_WORK INSTRUCTION_:
Find every line in the data that contains the word "falls". Return each of those lines.
--- START ---
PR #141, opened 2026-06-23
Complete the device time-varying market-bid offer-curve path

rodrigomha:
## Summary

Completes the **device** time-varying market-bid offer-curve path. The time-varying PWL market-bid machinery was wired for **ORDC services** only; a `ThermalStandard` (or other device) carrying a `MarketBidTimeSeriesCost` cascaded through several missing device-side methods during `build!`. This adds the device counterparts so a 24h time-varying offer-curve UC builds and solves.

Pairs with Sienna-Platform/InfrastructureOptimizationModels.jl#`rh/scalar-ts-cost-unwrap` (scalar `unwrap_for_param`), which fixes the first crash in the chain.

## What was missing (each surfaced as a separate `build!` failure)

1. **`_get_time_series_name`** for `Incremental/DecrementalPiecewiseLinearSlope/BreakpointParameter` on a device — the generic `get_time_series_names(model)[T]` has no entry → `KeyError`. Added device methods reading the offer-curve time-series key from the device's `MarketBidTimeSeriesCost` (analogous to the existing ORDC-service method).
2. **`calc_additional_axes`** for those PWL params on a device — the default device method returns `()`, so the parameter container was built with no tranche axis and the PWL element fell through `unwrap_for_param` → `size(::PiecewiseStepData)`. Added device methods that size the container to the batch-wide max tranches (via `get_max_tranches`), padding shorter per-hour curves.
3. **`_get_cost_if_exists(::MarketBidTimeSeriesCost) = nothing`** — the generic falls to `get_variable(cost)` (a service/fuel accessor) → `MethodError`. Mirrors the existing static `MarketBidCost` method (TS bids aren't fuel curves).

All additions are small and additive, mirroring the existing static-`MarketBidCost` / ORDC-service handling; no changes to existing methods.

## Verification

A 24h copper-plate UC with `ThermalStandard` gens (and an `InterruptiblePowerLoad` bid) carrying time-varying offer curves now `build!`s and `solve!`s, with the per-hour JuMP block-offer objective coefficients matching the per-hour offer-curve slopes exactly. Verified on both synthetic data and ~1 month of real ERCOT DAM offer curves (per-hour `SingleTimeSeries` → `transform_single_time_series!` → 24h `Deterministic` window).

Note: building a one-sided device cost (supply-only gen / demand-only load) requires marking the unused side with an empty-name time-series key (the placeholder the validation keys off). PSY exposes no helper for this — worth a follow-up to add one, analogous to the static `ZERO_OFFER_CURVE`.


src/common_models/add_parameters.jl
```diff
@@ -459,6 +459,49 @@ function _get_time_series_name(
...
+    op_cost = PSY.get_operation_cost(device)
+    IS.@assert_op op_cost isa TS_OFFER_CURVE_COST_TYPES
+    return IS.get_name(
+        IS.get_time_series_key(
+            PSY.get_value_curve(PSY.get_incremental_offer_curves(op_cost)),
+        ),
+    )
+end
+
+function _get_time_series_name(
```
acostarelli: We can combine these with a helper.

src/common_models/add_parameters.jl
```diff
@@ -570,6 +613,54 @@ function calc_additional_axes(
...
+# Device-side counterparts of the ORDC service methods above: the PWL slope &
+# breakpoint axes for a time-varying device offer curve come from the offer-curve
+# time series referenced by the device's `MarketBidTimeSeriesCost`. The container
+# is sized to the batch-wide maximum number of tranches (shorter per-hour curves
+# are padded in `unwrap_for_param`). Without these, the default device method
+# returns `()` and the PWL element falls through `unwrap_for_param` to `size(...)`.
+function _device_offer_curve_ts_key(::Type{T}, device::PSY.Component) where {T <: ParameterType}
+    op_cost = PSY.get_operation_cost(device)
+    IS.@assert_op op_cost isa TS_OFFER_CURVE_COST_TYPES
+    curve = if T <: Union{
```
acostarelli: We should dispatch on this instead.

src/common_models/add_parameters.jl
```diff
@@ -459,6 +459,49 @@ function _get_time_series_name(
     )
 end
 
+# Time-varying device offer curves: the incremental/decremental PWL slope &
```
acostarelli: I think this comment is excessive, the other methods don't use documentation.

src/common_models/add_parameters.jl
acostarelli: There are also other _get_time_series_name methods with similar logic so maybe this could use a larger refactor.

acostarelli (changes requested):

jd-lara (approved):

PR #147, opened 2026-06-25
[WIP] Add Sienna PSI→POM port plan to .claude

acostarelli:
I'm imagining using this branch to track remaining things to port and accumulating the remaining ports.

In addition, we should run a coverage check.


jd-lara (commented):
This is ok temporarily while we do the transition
--- END ---
_ANSWER SPACE_:
3. **`_get_cost_if_exists(::MarketBidTimeSeriesCost) = nothing`** — the generic falls to `get_variable(cost)` (a service/fuel accessor) → `MethodError`. Mirrors the existing static `MarketBidCost` method (TS bids aren't fuel curves).
+# returns `()` and the PWL element falls through `unwrap_for_param` to `size(...)`.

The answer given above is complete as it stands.